Even with really advanced engines, proving optimisations can be used is extremely difficult and can sometimes be impossible. A typed array significantly simplifies the level of proof the engine needs to be able to optimise around it. A value returned from a typed array is certainly of a certain type, and engines can optimise for the result being that type. A value returned from an ordinary array could in theory have any type, and the engine may not be able to prove it will always have the same type result, and therefore generates less efficient code. Therefore code around a typed array is more easily optimised.
Typed arrays remove the opportunity to make a mistake. You just can't accidentally store an object and suddenly get far worse performance.
So, in short, ordinary arrays can in theory be equally fast as typed arrays. But typed arrays make it much easier to reach peak performance.

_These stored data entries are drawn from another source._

PR #1620, opened 2025-04-03
scx: publish test rpm of schedulers on each commit

likewhatevs:
This PR adds boilerplate/an rpmspec to enable adding a webhook pointed at a copr to trigger commit-versioned builds when PRs are merged.

The end result would look like this: https://copr.fedorainfracloud.org/coprs/likewhatevs/sched_ext/ , with packages generated looking like this:
image

The main benefit of this would be performance testing, but also maybe ease of testing (i.e. bazzite handhelds) overall.

I generated the following performance data on layered a few days ago and it took about 24 hours to compute:

https://rando.likewhatevs.io/layered_walk_81_pct_done.html
image

This would have taken maybe 10 or 12 hours and had less noise if I had this available previously, so I would like to make this available for next time (the download here was cached, but copr is pretty fast even if it weren't):
image


scx.spec
```diff
@@ -0,0 +1,49 @@
+%global debug_package %{nil}
+
+Name: 		scx
+Version:	1%{?dist}
+Release:        %autorelease
+Summary:	sched-ext/scx scheds
+
+
+License:	GPLv2
+URL:		https://github.com/likewhatevs/scx
```
JakeHillion, line 10:
```suggestion
URL:		https://github.com/sched-ext/scx
```

???

scx.spec
```diff
@@ -0,0 +1,49 @@
...
+Source0:	${nil}
+
+BuildRequires: cargo, rust, elfutils-devel, clang
+
+%description
+scx schedulers packaged to simplify perf testing
```
JakeHillion, line 16: Is this a good description? These are available for general use as far as I can tell, it doesn't only need to be perf testing.

JakeHillion (approved):
Neat. What happens if this fails, do we get notified somehow?

likewhatevs:
going a different direction w/ this (want devel headers also)

PR #1624, opened 2025-04-03
scx_utils: Add EnergyModel (energy_model.rs).

multics69:
Schedulers need to know the energy model of a system to make energy-aware
scheduling decisions. The EnergyModel (energy_model.rs) represents the energy
model of a system. It loads the energy model data from debugfs (typically at
/sys/kernel/debug/energy_model), so the kernel should support not only the
energy model (CONFIG_ENERGY_MODEL) but also debugfs.

A system's energy model (EnergyModel) consists of one or more performance
domains (PerfDomain). A group of CPUs belonging to the same performance domain
is frequency-scaled altogether (i.e., the same frequency domain), so it has
the same performance-power characteristics. The performance-power attributes
of a performance domain are represented by a collection of performance states
(PerfState). Each performance state includes
  1) CPU frequency (kHz),
  2) the cost of the transition,
  3) performance scaled by 1024 against the highest performance of
     the fastest CPU,
  4) power consumption (mW), and
  5) whether this state is power-inefficient or not.

### DIFF
--- a/rust/scx_utils/src/energy_model.rs
+++ b/rust/scx_utils/src/energy_model.rs
@@ -1,0 +1,180 @@
+// SPDX-License-Identifier: GPL-2.0
+//
+// Copyright (c) 2025 Valve Corporation.
+// Author: Changwoo Min <changwoo@igalia.com>
+
+// This software may be used and distributed according to the terms of the
+// GNU General Public License version 2.
+
+//! # SCX Energy Model
+//!
+//! A crate that allows schedulers to inspect and model the host's energy model,
+//! which is loaded from debugfs.
+
+use crate::compat;
+use crate::misc::read_from_file;
+use crate::Cpumask;
+use anyhow::bail;
+use anyhow::Result;
+use glob::glob;
+use std::collections::BTreeMap;
+use std::fmt;
+use std::path::Path;
+use std::sync::Arc;
+
+#[derive(Debug)]
+pub struct PerfState {
+    pub cost: usize,
+    pub frequency: usize,
+    pub inefficient: usize,
+    pub performance: usize,
+    pub power: usize,
+}
+
+#[derive(Debug)]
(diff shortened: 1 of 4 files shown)


rust/scx_utils/src/energy_model.rs
```diff
@@ -0,0 +1,201 @@
...
+    let mut ps_vec = vec![];
+    for ps_path in ps_paths.filter_map(Result::ok) {
+        let ps_str = ps_path.into_os_string().into_string().unwrap();
+        ps_vec.push(ps_str);
+    }
+
+    Ok(ps_vec)
+}
+
+fn read_cpumask(path: String) -> Result<Cpumask> {
```
htejun, line 153: The comma separated range list is usually called cpulist while cpumask refers to the hexadecimal format. Maybe rename and make it a part of `Cpumask` crate?

rust/scx_utils/src/energy_model.rs
```diff
@@ -0,0 +1,201 @@
...
+            span,
+            perf_table,
+        })
+    }
+}
+
+impl PerfState {
+    /// Build a PerfState
+    pub fn new(root: String) -> Result<PerfState> {
+        let cost = read_file_usize(Path::new(&(root.clone() + "/cost"))).unwrap();
```
hodgesds, line 92: Might be a little aggressive with the `unwrap` here, since it's returning a `Result` wouldn't a `?` work as well and not cause panics?

rust/scx_utils/src/energy_model.rs
multics69: That makes sense. Fixed it.

rust/scx_utils/src/energy_model.rs
multics69: Yup. Fixed it.

PR #1626, opened 2025-04-03
lib/sdt_alloc: introduce ring buffer-based arena allocator

etsal:
The arena allocator currently uses a tree-based indexing structure that doubles as a key-value store for the allocated values. This is useful for data structures like task contexts that must be uniquely identified, but not for interchangeable structs like cpumask instances. For these structures we only need to allocate and free, and do not need to provide lookups for.

For interchangeable data structures, using a tree to back the allocator has the disadvantage that each allocated structure is permanently associated with a unique key, which is also used for freeing the struct. This has required embedding unique IDs to each data structure which is used solely by the allocator. 

Introduce a ring buffer-based allocator for arena memory that is more appropriate for these interchangeable data structures. The ring buffer holds preallocated instances of a data structure that get popped and pushed by allocation and free operations, respectively. The ring buffer expands as needed to accommodate the preallocated data structures. The ring buffer is designed for allocating large data structures, so the overhead caused by holding a pointer per struct instance is small relative to the total size of the data.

Yes, you are mostly correct. With a standard JavaScript array, the JavaScript engine has to assume that the data in the array is all objects. It can still store this as a C-like array/vector, where the access to the memory is still like you described. The problem is that the data is not the value, but something referencing that value (the object).

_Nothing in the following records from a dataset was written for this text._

PR #1629, opened 2025-04-04
scx_utils, scx_lavd: Add a new option, "--cpu-pref-order".

multics69:
Add a new option, "--cpu-pref-order", to `scx_lavd` to easily experiment with various CPU allocation policies.
Additionally, refactor `scx_utils::cpumaks` to make `cpumask::read_cpulist()` public.

### DIFF
--- a/scheds/rust/scx_lavd/src/main.rs
+++ b/scheds/rust/scx_lavd/src/main.rs
@@ -46,12 +46,14 @@ use scx_stats::prelude::*;
 use scx_utils::autopower::{fetch_power_profile, PowerProfile};
 use scx_utils::build_id;
 use scx_utils::compat;
+use scx_utils::read_cpulist;
 use scx_utils::scx_ops_attach;
 use scx_utils::scx_ops_load;
 use scx_utils::scx_ops_open;
 use scx_utils::set_rlimit_infinity;
 use scx_utils::uei_exited;
 use scx_utils::uei_report;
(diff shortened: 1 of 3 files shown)


hodgesds (approved):
LGTM

scheds/rust/scx_lavd/src/main.rs
```diff
@@ -585,17 +595,43 @@ impl<'a> Scheduler<'a> {
...
+            let cpu_list = read_cpulist(&opts.cpu_pref_order).unwrap();
+            let pref_mask = Cpumask::from_cpulist(&opts.cpu_pref_order).unwrap();
+            if pref_mask != topo.all_cpus_mask {
+                panic!("--cpu_pref_order does not cover the whole CPUs.");
+            }
+            cpu_pf_order = cpu_list.clone();
+            cpu_ps_order = cpu_list.clone();
         }
-        debug!("{:#?}", topo);
+        for (pos, cpu) in cpu_pf_order.iter().enumerate() {
```
hodgesds, line 627: I almost wish these were methods on the `Topology` struct 😄, maybe we can add some helper methods that do similar things.

multics69: > I almost wish these were methods on the `Topology` struct 😄, maybe we can add some helper methods that do similar things.

Once we have enough experience with lavd, we can add some to Topology after knowing what to do.

PR #1630, opened 2025-04-04
scx_utils: fix too_many_arguments warning on create_insert_cpu().

devnexen:
and make it the new energy model code more consistent,
 rust idiomatic wise.


htejun:
Making the code more idiomatic looks good to me but I'm not sure on the number of parameters part. Logically, the call being outside makes more sense and that seems a lot more important than some generic lint rules.

PR #1635, opened 2025-04-05
scx_lavd: Simplify CPU frequency scaling.

multics69:
Simplify CPU frequency scaling to decide the frequency based on CPU utilization without considering the task's performance criticality. The running average of tasks' performance criticality converges to a constant, making no significant difference. To respond quickly upon load spikes, use the bigger one between the running average and the recent utilization. When the utilization is greater than LAVD_CPU_UTIL_MAX_FOR_CPUPERF (85%), ceil to 100%.

### DIFF
--- a/scheds/rust/scx_lavd/src/bpf/power.bpf.c
+++ b/scheds/rust/scx_lavd/src/bpf/power.bpf.c
@@ -458,93 +458,37 @@ unlock_out:
 	return err;
 }
 
-static int calc_cpuperf_target(struct sys_stat *stat_cur,
-			       struct task_ctx *taskc, struct cpu_ctx *cpuc)
+static void update_cpuperf_target(struct cpu_ctx *cpuc)
 {
-	u64 max_load, cpu_load;
-	u32 cpuperf_target;
-
-	if (!stat_cur || !taskc || !cpuc)
-		return -EINVAL;
-
-	if (no_freq_scaling) {
-		cpuc->cpuperf_task = SCX_CPUPERF_ONE;
-		cpuc->cpuperf_avg = SCX_CPUPERF_ONE;
-		return 0;
-	}
+	u32 util, cpuperf_target;
 
 	/*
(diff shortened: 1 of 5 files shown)


scheds/rust/scx_lavd/src/bpf/power.bpf.c
```diff
@@ -458,93 +458,37 @@ static int reinit_active_cpumask_for_performance(void)
...
-	 * performance criticality is the same as the system-wide average
-	 * criticality, we set the target CPU frequency to the maximum.
-	 *
-	 * In other words, even if CPU utilization is not so high, the target
-	 * CPU frequency could be high when the task's performance criticality
-	 * is high enough (i.e., boosting CPU frequency). On the other hand,
-	 * the target CPU frequency could be low even if CPU utilization is
-	 * high when a non-performance-critical task is running (i.e.,
-	 * deboosting CPU frequency).
+	 * The CPU utilization decides the frequency. The bigger one between
```
hodgesds, line 466: One tricky thing is that accounting for CPU time from a high priority scheduling class isn't accounting for. Not sure there is a good way of doing it but I think what you have makes sense.

hodgesds (approved):
LGTM, definitely easier to understand.

scheds/rust/scx_lavd/src/bpf/power.bpf.c
multics69: Actually, it did. When calculating the utilization of each CPU, it substracts the idle time from the total duration. So, it considers non-idle time (whether used by SCX or RT) as a total compute time. 

https://github.com/sched-ext/scx/blob/c189b288a127bcf6ec14dfdaf0cae03a91c7743a/scheds/rust/scx_lavd/src/bpf/sys_stat.bpf.c#L213

hodgesds: I missed, that! That is a clever way of calculating utilization!

PR #2520, opened 2025-07-30
scx_lavd: turn on libbpf error logging for verifier failures

etsal:
Turn on libbpf logging for scx_lavd. This enables both setup-related warnings and emitting the verifier log in case of verification failures by default and independently of any scheduler-related diagnostics.


multics69 (approved):
Thanks, @etsal ! LGTM.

So, performing a[i] = b[i] + 2 requires the engine to:
access the object in b at index i;
check what type the object is;
extract the value out of the object;
add 2 to the value;
create a new object with the newly computed value from 4;
assign the new object from step 5 into a at index i.
With a typed array, the engine can:
access the value in b at index i (including placing it in a CPU register);
increment the value by 2;
assign the new object from step 2 into a at index i.

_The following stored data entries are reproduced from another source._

PR #2521, opened 2025-07-30
scx_lavd: initial refactoring for separate unit compilation

etsal:
scx_lavd currently separates code into files, but not into compilation units. This has historically been done because of bugs in the libraries used for BPF object linking. However, these bugs have now been removed and other schedulers (scx_layered, scx_rusty/scx_wd40, scx_p2dq) have been using separate unit compilation for quite some time.

Start separating scx_lavd's code into compilation units by splitting out the sys_stat.bpf.c module out of the rest of the code. This only requires moving or adjusting the linkage of any shared symbols along with adding declarations in the shared header as necessary. Subsequent patches will further refactor the rest of the  code modules into separate compilation units.

No functional change intended.

### DIFF
--- a/kernel-versions.json
+++ b/kernel-versions.json
@@ -18,10 +18,10 @@
   "stable/6_12": {
     "repo": "https://git.kernel.org/pub/scm/linux/kernel/git/stable/linux.git",
     "branch": "linux-6.12.y",
-    "commitHash": "8f5ff9784f3262e6e85c68d86f8b7931827f2983",
-    "lastModified": 1754282193,
-    "narHash": "sha256-KIUrzpGMDSsYjFlWaluZ5LA1MpunLiF+KHEq/4W9y3s=",
-    "kernelVersion": "6.12.41"
+    "commitHash": "880e4ff5d6c8dc6b660f163a0e9b68b898cc6310",
+    "lastModified": 1755403529,
+    "narHash": "sha256-erVU8SHoCxsDk3OuaS5TzWNvL71k1aN7k6vECTGmAgY=",
+    "kernelVersion": "6.12.42"
   },
   "arighi/6_12": {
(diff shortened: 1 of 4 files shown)


etsal:
The change in some type signatures from `void fn(...)` to `int fn(...)` is because we have to make them global and BPF global functions have to return an integer type.

multics69:
Thanks for the changes, @etsal . I like the direction!

I found that after this change, the verifier raises an error -- `BPF program is too large. Processed 1000001 insn` -- on ARM kernel. It is okay with the x86 kernel. I will revisit this PR after the August release and see if the verifier error can be easily addressed.

etsal:
Interesting! Wondering why the verifier is behaving differently between the two systems. I'll try to get an ARM64 system and test it. Just in case it's the verifier for a specific kernel version, which kernel release did you run it under?

multics69:
> Interesting! Wondering why the verifier is behaving differently between the two systems. I'll try to get an ARM64 system and test it. Just in case it's the verifier for a specific kernel version, which kernel release did you run it under?

I tested it on 6.12 kernel. But in my experience, the ARM kernel hits the `too large program` error more frequently than x86.

multics69:
@etsal -- I sent a PR to your working branch to fix the compile error.

etsal:
Merged, also merged with the mainline.

etsal:
Should we merge, since we cut a new release on Thursday? Or do we still have the ARM verification error?

multics69:
> Should we merge, since we cut a new release on Thursday? Or do we still have the ARM verification error?

I will test it on my ARM platform today.

multics69:
Hmm... it still has a verification error on my ARM setup. Let me fix it after merging it to the main.

PR #2522, opened 2025-07-30
scxtop: fix event rendering bug

yaakov-stein:
Initially, the event view was rendering each NUMA as two blocks, one for the title and one for the body. Since the percentage was set at 2 for the title, it was getting cut out when the screen was even somewhat small. This uses a single block, adding a title and then uses .inner() to get the inner area to be used for the CPU data. 

Before:

Screenshot 2025-07-30 at 3 53 56 PM

After:

Screenshot 2025-07-30 at 4 18 06 PM


hodgesds (approved):
LGTM

PR #2525, opened 2025-07-31
scx_p2dq: Deprecate interactive DSQs/ATQs

hodgesds:
Separate DSQs for interactive tasks adds unneeded overhead as tasks are already vtime ordered. Removing them improves overall throughput and latency.


JakeHillion (approved):
LGTM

NOTE: These are not the exact steps a JavaScript engine will perform, as that depends on the code being compiled (including surrounding code) and the engine in question.
This allows the resulting computations to be much more efficient. Also, the typed arrays have a memory layout guarantee (arrays of n-byte values) and can thus be used to directly interface with data (audio, video, etc.).
When it comes to performance, things can change fast. As AshleysBrain says, it comes down to whether the VM can deduce that a normal array can be implemented as a typed array quickly and accurately. That depends on the particular optimizations of the particular JavaScript VM, and it can change in any new browser version.
This Chrome developer comment provides some guidance that worked as of June 2012:
Normal arrays can be as fast as typed arrays if you do a lot of sequential access. Random access outside the bounds of the array causes the array to grow.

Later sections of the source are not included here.